Stored data:
PR #59, opened 2019-02-12
Update README.md

ialidzhikov:
Update gardenctl version in README.md to the lates one.

Fixes #

**Release note**:

```improvement operator
NONE
```


DockToFuture:
I would rather add a comment to the installation manual.
For example, to download version v0.1.0  or 0.7.0 on macOS, type:
```curl -LO https://github.com/gardener/gardenctl/releases/download/0.1.0/gardenctl-darwin-amd64``` instead of updating the manual on every release or we should provide a version file with the latest stable version like provided in kubectl and update it on every release in the concurse pipeline.
``` curl -LO https://github.com/gardener/gardenctl/releases/download/$(https://github.com/gardener/gardenctl/blob/master/stable-version)gardenctl-darwin-amd64```

PR #75, opened 2019-04-13
Refactor for testability

ialidzhikov:
Refactor for testability.

Fixes #

**Release note**:

```improvement operator
Refactor for testability, introducing gomock, adding tests.
```


DockToFuture:
Is there a reason why you've decided to choose ```counterfeiter``` over ```gomock```?
I would rather stick with the last one, similar to gardener.

ialidzhikov:
Nope, there was no special reason. Switched to `gomock`. It's even better now, the generated code is much less and it is possible to expect with concrete params - the `counterfeiter` way was to expect at the end that your fake was called with the appropriate params.

ialidzhikov:
`doc.go` introduced.

Issue #83, opened 2019-06-19
gardenctl {shell,ssh} does not appear to work when OS is JeOS


marwinski:
**Describe the bug**
```gardenctl shell``` and ```gardenctl ssh``` don't work when the operating system on the nodes is JeOS.

**To Reproduce**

> _What to do_:
Within the entries above, find each line where "testability" appears; copy every one.

> _Answer box_:
Refactor for testability
Refactor for testability.
Refactor for testability, introducing gomock, adding tests.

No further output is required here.